Reviewed by our UK Editor
Rachel A. Hyde



Young Ziftkin has just lost his beloved mother, his flute and his home. His relations don’t want him, as he appears so strange and unlike their own stolid selves. So they have forced him to leave. He knows that his father is one of the Fey. Soon, he encounters this airy being who gives him another flute. But this one is magic and is capable, Pied Piper fashion, in forcing others to do the bidding of the player. Ziftkin falls in love with the evil Iryn Jagga, leader of the Brotherhood and sworn enemy of Elinor Whiteblade, she of the shining sword and heroine of the first novel. She is living with her Humanimal friend Gyver and soon realises that her beloved furry friends are in danger from a new lot of evil humans - and from the old lot as well! Can she save everybody from their bloody fate?

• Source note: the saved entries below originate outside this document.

Issue #841, opened 2026-08-18
Cloudflare prerequisite — enable R2 on the Cloudflare account


alxjrvs:
**Human prerequisite** for the Cloudflare cutover. Blocks P3 (#834) and P6 (#837).

R2 is not enabled on the `alxjrvs@gmail.com` Cloudflare account:

```
$ bunx wrangler r2 bucket list
✘ A request to the Cloudflare API (/accounts/.../r2/buckets) failed.
  Please enable R2 through the Cloudflare Dashboard. [code: 10042]
```

R2 is load-bearing for **both** stores in this migration — `lp-assets` (the Leyline Press artwork behind `assets.salvageunion.io`) and `snapshots`. ADR-033 §3 chose R2 over KV deliberately, because KV caches negative lookups and would break the snapshot client's documented no-retry-on-404 invariant.

Verified working on the same account, for contrast: **KV** (`wrangler kv namespace list` → `[]`) and **D1** (`wrangler d1 list` → empty). Only R2 needs activation.

## Needed

- [ ] Enable R2 in the Cloudflare dashboard for account `f5f08e7e86ab8c183e381d4504bf8ba5`
- [ ] `bunx wrangler r2 bucket list` returns successfully (an empty list is a pass)

Note the export half of P1 (#833) needs nothing from Cloudflare and can proceed in parallel — only the R2 *seeding*, which happens in P6, depends on this.

Issue #837, opened 2026-08-18
Cloudflare P6 — data sync and snapshot write freeze (irreversible)


alxjrvs:
Phase P6 of the Cloudflare cutover. Decisions: [ADR-033](docs/adrs/ADR-033-cloudflare-hosting.md). Plan: [cloudflare-cutover.md](docs/architecture/cloudflare-cutover.md).

> ⚠️ **IRREVERSIBLE.** **A failed gate halts the phase.** Do not start until P0–P5 gates are green and recorded.

Two stores move, and writes landing on Netlify after the final sync are lost. This is the part #830 left blank.

- Seed R2 artwork from the P1 export. Reconcile by count and per-key SHA-256.
- Copy the `snapshots` store to R2. Reconcile by count and payload hash.
- Ship a Netlify build where `POST` and `DELETE /api/snapshots` return 503, so writes stop at a known instant while reads keep working from both origins.
- Run a final delta sync.

The freeze is D2's default. The alternative is accepting that share links created during propagation vanish — defensible for a low-traffic feature, but it must be a decision rather than a surprise.

## Gate

- [ ] R2 artwork object count and every per-key hash match the manifest
- [ ] Snapshot count matches and payload hashes match
- [ ] `POST /api/snapshots` observed returning 503 in production
- [ ] Final delta sync reconciles to **zero** objects, verified **after** the freeze rather than before
- [ ] Progress table in `cloudflare-cutover.md` updated

Issue #835, opened 2026-08-18
Cloudflare P4 — three web surfaces on workers.dev (acceptance gate)


alxjrvs:
Phase P4 of the Cloudflare cutover. Decisions: [ADR-033](docs/adrs/ADR-033-cloudflare-hosting.md). Plan: [cloudflare-cutover.md](docs/architecture/cloudflare-cutover.md).

> **A failed gate halts the phase.** There is no rollback.

**Blocked on D5** — the dedicated Cloudflare account. The `workers.dev` subdomain is account-scoped and effectively permanent, so the account must exist before this phase names anything.

This is the acceptance gate for the whole migration. Everything except DNS runs in parallel with production at zero customer exposure.

Two enabling changes first, each worth landing on its own:

- `ASSET_BASE_URL` (`packages/salvageunion-reference/lib/assets.ts`) is a compile-time constant. Make it env-overridable, or the artwork path cannot be exercised end-to-end on `workers.dev`.
- `apps/srd/playwright.config.ts` hardcodes `localhost:4321`. Give it the `E2E_BASE_URL` support `apps/itun` already has.

The routing table must be ported **in order** — load-bearing at four points, each with an incident behind it:

1. Retired-URL 301 — `/sheet/:kind/:id/share` → the sheet (#797)
2. The four method-conditioned `/api/snapshots` rules → `req.method` switching in the Worker
3. `/assets/*` → **404**, never 200
4. SPA fallback

> ⚠️ `not_found_handling: "single-page-application"` answers **200** for a missing hashed chunk, silently reintroducing the #759 cache-poisoning bug. `/assets/*` must be Worker-first, and the curl assertion below is the only thing that proves it.

## Gate

- [ ] `bun --filter srd gate` clean against Cloudflare-served output (1,039 pages, 899 endpoints)
- [ ] Both Playwright suites green against `workers.dev` via `E2E_BASE_URL`
- [ ] curl: real hashed chunk → 200 `application/javascript`; missing chunk → **404, not 200**; `/`, `/s/<id>`, `/p/pilot/<id>` → 200 HTML
- [ ] All **three** header sets served correctly, including su-assets' (#778) — verified by response, not by reading config
- [ ] The four redirect rules resolve in the documented order
- [ ] Progress table in `cloudflare-cutover.md` updated

Issue #834, opened 2026-08-18
Cloudflare P3 — R2 SnapshotStorage implementation


alxjrvs:
Phase P3 of the Cloudflare cutover. Decisions: [ADR-033](docs/adrs/ADR-033-cloudflare-hosting.md) §3. Plan: [cloudflare-cutover.md](docs/architecture/cloudflare-cutover.md).

> **A failed gate halts the phase.** There is no rollback.

`SnapshotStorage` is three methods with two existing implementations, so this is a drop-in third. Run the **existing** `apps/itun/netlify/functions/__tests__/snapshot.test.ts` against it by swapping the injected storage — the suite becomes a conformance suite at no cost.

**R2, not KV** — and read ADR-033 §3 before revisiting that, because the naive reading favours KV. KV caches negative lookups and takes up to 60s to propagate; the publish flow reads a key twice before creating it, and `apps/itun/src/lib/snapshot/client.ts` deliberately excludes 404 from its retry set on the grounds that the store "has already said no". True for Blobs, false for KV.

Also revisit the rate limiter: a module-scope `RateLimiter{10/min}` keyed on `x-nf-client-connection-ip`, already approximate, behind an enforced 256 KB payload cap. It is decorative. Drop it and rely on the cap, or use Cloudflare's Rate Limiting binding. **Do not port the in-process version** — it would look like a control without being one.

## Gate

- [ ] The existing snapshot suite passes **unmodified** against the R2 implementation
- [ ] Publish → immediate retrieve returns 200 from a different colo, 20 consecutive runs
- [ ] The same test against KV is observed to fail, or ADR-033 §3 is revisited on the evidence
- [ ] A decision on the rate limiter recorded either way
- [ ] Progress table in `cloudflare-cutover.md` updated

PR #842, opened 2026-08-18
docs: close D5 — the cutover runs on the existing Cloudflare account

### LINKED ISSUE #840: Cloudflare D5 — decide the dedicated Cloudflare account (blocks P4)
Decision D5 for the Cloudflare cutover. Context: [ADR-033](docs/adrs/ADR-033-cloudflare-hosting.md) §6. Plan: [cloudflare-cutover.md](docs/architecture/cloudflare-cutover.md).

**This is a human decision, not an engineering task.** It blocks P4 (#835).

Salvage Union should get its own Cloudflare account rather than living in the personal one. Cloudflare's **isolation boundary is the account** — members and roles scope who may act, not which resources belong to which project, so there is no in-account "team" that separates this work from unrelated personal projects.

Four reasons it is more than tidiness:

- **Workers Free limits are per account** — 100k requests/day and the 10 ms CPU ceiling. Sharing means sharing the quota.
- **The `workers.dev` subdomain is per account and effectively permanent.** This already blocked the P2 probe from routing.
- **A CI token scoped to that account cannot reach anything else** — this answers the credentials concern in the plan rather than mitigating it.
- **The cutover is when the zones get created.** Landing them in the right account costs nothing now and is a real migration later.

## The catch

Cloudflare **cannot create a second account on the same email** from the dashboard. A dedicated account is registered under a different address, then `alxjrvs@gmail.com` is invited as Super Administrator — after which it appears in the normal account switcher.

## Needed

- [ ] Account name
- [ ] Owning email address
- [ ] Account created and `alxjrvs@gmail.com` invited as Super Administrator
- [ ] `workers.dev` subdomain registered on it
- [ ] Scoped API token created for CI (*Workers Scripts: Edit* + the specific R2 buckets), stored as an Actions secret

alxjrvs:
Closes #840. Follows #831.

A dedicated Salvage Union Cloudflare account was proposed and **declined**. This records the decision and, more usefully, what it costs — so the tradeoff is legible later rather than looking like an oversight.

## What a separate account would have bought

Cloudflare's isolation boundary **is** the account. Members and roles scope who may act, not which resources belong to which project, so there is no in-account "team" — a separate account was the only mechanism for isolating the Workers Free quota and for scoping the CI token so it could not reach anything else. Cloudflare also cannot create a second account on the same email, so it would have meant a second address and an invitation back.

## Why declining is fine today

Checked against the account rather than assumed. It holds **nothing else**: no Workers, no KV namespaces, no D1 databases, no `workers.dev` subdomain. The per-account Free quota (100k req/day, 10 ms CPU) is shared with nothing.

## The residue that doesn't go away

Cloudflare scopes API tokens by permission group and account. It supports **per-bucket R2 scoping** and does **not** support per-Worker scoping — so *Workers Scripts: Edit* authorises editing any Worker on the account. Narrow the half that can be narrowed; don't pretend the other half is contained.

It compounds with an agent PAT carrying `workflow` scope, no required human review, and pre-authorized `gh pr merge` — the path from "merge a PR" to "deploy production" closes with no human in it. Now an accepted risk with an explicit revisit condition, not a solved problem.

## New prerequisite found while checking

**R2 is not enabled on the account.**

```
$ bunx wrangler r2 bucket list
✘ Please enable R2 through the Cloudflare Dashboard. [code: 10042]
```

R2 is load-bearing for both stores, and ADR-033 §3 chose it over KV deliberately. KV (`[]`) and D1 (empty) both already work. Tracked as #841, blocking P3 (#834) and P6 (#837). P1's *export* half needs nothing from Cloudflare and can start now.

## Effect on the plan

- **#835 (P4) unblocked.** Registering the `workers.dev` subdomain becomes a one-way door inside that phase rather than a prerequisite outside it — still account-scoped and permanent, so choose the name deliberately.
- ADR-033 §6 rewritten; two Consequences added (token blast radius, subdomain permanence).
- Plan: D5 row struck through and closed, R2 prerequisite recorded at the top and in P3, credentials section corrected, accepted-risks updated.

## Verification

`bun run check:all` — exit 0. `bun run test` — exit 0, 0 failures.

> An earlier push attempt failed in the pre-push hook with `beforeEach/afterEach hook timed out` flakes. That was load-induced — `wrangler dev` and concurrent `check:all` runs were competing for the machine. Re-run clean on an idle machine: green.

Docs only; no code changes.

### DIFF
--- a/docs/adrs/ADR-033-cloudflare-hosting.md
+++ b/docs/adrs/ADR-033-cloudflare-hosting.md
@@ -104,16 +104,24 @@ Two constraints follow and are binding on this migration: **snapshots go to R2
 and not into Convex**, and the Worker↔Convex boundary stays plain HTTP with a
 bearer token. Both keep the option open at no cost today.
 
-**6. Salvage Union gets a dedicated Cloudflare account.** Cloudflare's isolation
-boundary is the account; members and roles scope who may act, not which resources
-belong to which project, so there is no in-account "team" that separates this
-work from unrelated personal projects. A dedicated account isolates the
-per-account Workers Free quota, yields a project-appropriate `workers.dev`
-subdomain, and — most usefully — lets the CI token be scoped so it cannot reach
-anything else.
+**6. Everything runs on the existing `alxjrvs@gmail.com` account.** A dedicated
+account was considered and declined.
 
-This binds before the zones are created, not after, because moving a zone
-between accounts later is a real migration.
+Cloudflare's isolation boundary is the account — members and roles scope who may
+act, not which resources belong to which project, so there is no in-account
+"team". A separate account would therefore have been the only way to isolate the
+Workers Free quota and to scope the CI token so it could not reach anything else.
+Cloudflare also cannot create a second account on the same email, so it would
+have meant a second address and an invitation back.
+
+The cost of not doing it is small **today** and should be re-examined if that
+changes. The account currently holds no Workers, no KV namespaces, no D1
+databases and no `workers.dev` subdomain, so the per-account Free quota
+(100k requests/day, 10 ms CPU) is shared with nothing. The real residue is
+credential blast radius, recorded under Consequences.
+
+**R2 is not yet enabled on the account** and must be activated in the dashboard
+before P1, P3 or P6 can run. KV and D1 are already available.
 
 **7. A failed gate halts the phase.** No gate is worked around, relaxed, or
 retried with different parameters to obtain a pass, and no later phase begins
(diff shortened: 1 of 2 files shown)


alxjrvs (commented):

---

Docs-only diff (ADR-033 §6 + the cutover plan) closing D5 in favour of the existing account. No code, no injected instructions. Three internal-consistency defects, all in the new text:

- `docs/adrs/ADR-033-cloudflare-hosting.md:123` — the new prerequisite says R2 must be enabled "before P1, P3 or P6 can run", but P1 is the `lp-assets` export, which the cutover doc's own new note (`cloudflare-cutover.md:126`) says "needs nothing from Cloudflare and can start immediately", and which P1 itself opens with "Do this whether or not the migration proceeds. It depends on no other decision." Combined with decision 7 ("no later phase begins while an earlier gate is red"), this wrongly gates the only backup of artwork the ADR calls a standing risk behind a dashboard toggle.

- `docs/architecture/cloudflare-cutover.md:52` — same wrong blocker list, and it under-lists in the other direction: P4 stands up the `/api/snapshots` Worker (the P3 R2 `SnapshotStorage`) and the `su-assets` Worker, and its gate requires the three header sets and the redirect ordering be "verified by response", so P4 needs R2 buckets bound too. As written a reader concludes P4 can proceed without R2 and P1 cannot, which is inverted for one phase and wrong for the other.

- `docs/architecture/cloudflare-cutover.md:52` — "**One human prerequisite remains**" is contradicted six lines later by line 58, which still requires a human to register the account-scoped `workers.dev` subdomain before P4; it's demoted from blocker to one-way door, not eliminated, so the count is two.

Nothing here breaks correctness or security of shipped code, so none are blocking; the R2/P1 claim is the one worth fixing before merge because it changes what an executing agent does first.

Nichols can tell a story, and this one reads well as a good lively tale with plenty of incident. If you don’t like cute talking animals, then it won’t appeal. But the cuteness is balanced with plenty of gore as the book nears to a close, so it isn’t all Disney-like. There is a feminist message in here as well . Nichols’ goodies have a tendency to be female and her baddies male – even Ziftkin is a curiously feminine character. These observances aside, I will be eager to find out what happens next. It’s no easy feat to write a tubby fantasy novel and fill it with as much incident and action as this novel.